The man from back then, the savior from back then, the brother who had faced life and death together, was now kneeling on the ground, kowtowing over and over.
William Carter strode forward and pulled David Clark up, giving him a slap across the face.
David Clark, stunned by the slap, saw the indescribably complex expression on William Carter’s face and froze.
Waaah—
David Clark threw his arms around William Carter and burst into tears. Even when he was hovering on the edge of death, even when bargaining with the King of Hell about whether to enter the “register of the dead,” this iron-willed man had never shed a single tear. But now, he couldn’t stop the tears streaming down his face.

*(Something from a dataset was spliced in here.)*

PR #2589, opened 2020-10-08
Add bullofheaven.com support

### LINKED ISSUE #2426: Try adding "bullofheaven.com" ?
bullofheaven.com is the site for band "Bull Of Heaven" they make Experimental/Dark Ambient/Drone tracks. not every track is playable on some media players, either the tracks are too long, or you have to do "some puzzle" to get the audio files for them.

William Carter stood quietly, letting his old comrade, his good brother, hold him and weep. Looking at the countless scars on David Clark’s body, at the several new wounds that still exposed bone, William Carter knew his friend needed to let it all out.
David Clark cried for a full hour and twenty-seven minutes before stopping. William Carter could easily keep track of the time—this was a basic skill for special forces soldiers.

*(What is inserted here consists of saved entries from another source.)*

PR #2591, opened 2020-10-09
Add Brain.fm connector.

### LINKED ISSUE #1907: support brain.fm
Support brain.fm. It's a bit different than the other 

I am not exactly sure. Since brain.fm is just a stream of music without separate tracks, it is different than most scrobbling. It would be cool to support it though in some way.

I'm just skipping the rest because I really don't know how it should work. Perhaps more thoughtful people could leave comments.

jaccarmac:
Closes #1907.


jaccarmac:
Duration is fiddly to get, as it only updates during mouseover. Thus, scrobbles happen after 30 seconds. Theoretically, we could calc the location uses the scrub bar, but for now this seems to address most of the requirements in #1907 

The `^=` selectors can possibly be simplified to use the hardcoded IDs, but seems to work using the regex match. (The trailing underscores are necessary, though.)

inverse (approved):
Seems like a good compromise to allow people to use this service.

Not a user so cannot verify. 

P.s there are merge conflicts.

alexesprit (approved):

William Carter had David Clark sit on the bed, then took out the few emergency wound care supplies he had from his combat uniform. As he carefully cleaned the deep, bone-revealing wounds on David Clark’s back, he softly asked, “What happened?”
“Ah…” David Clark groaned softly from the pain, as William Carter stitched his wounds without anesthesia. Sweat instantly beaded on his forehead, but he gritted his teeth and said, “I woke up a little over a month ago. For some reason, almost all my strength was gone. The strength I could use was about that of an eleven- or twelve-year-old child. I thought I was done for, but the people here saved me. Who would have thought, once they found out I was useless, they started resenting me for wasting food. The leaders here, along with some young men, even forced me to use my body to help them set traps to lure and catch those mutant creatures. These injuries are from dodging for my life—otherwise, I’d be dead already.”
When William Carter was stitching up the last wound on David Clark’s body, he ran out of suture thread.